Data excerpts:
____
PR #5161, opened 2021-11-09
Add Pareto and Wald moment

azihna:
Add moments and tests for the below distribution as part of #5078
* pymc.distributions.continuous.Pareto
* pymc.distributions.continuous.Wald

### DIFF
--- a/pymc/distributions/continuous.py
+++ b/pymc/distributions/continuous.py
@@ -995,6 +995,12 @@ class Wald(PositiveContinuous):
 
         return super().dist([mu, lam, alpha], **kwargs)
____
[Exercise] Among the entries above, which lines include "Wald"? List them all.

[Reply to the task]
Add Pareto and Wald moment
* pymc.distributions.continuous.Wald
@@ -995,6 +995,12 @@ class Wald(PositiveContinuous):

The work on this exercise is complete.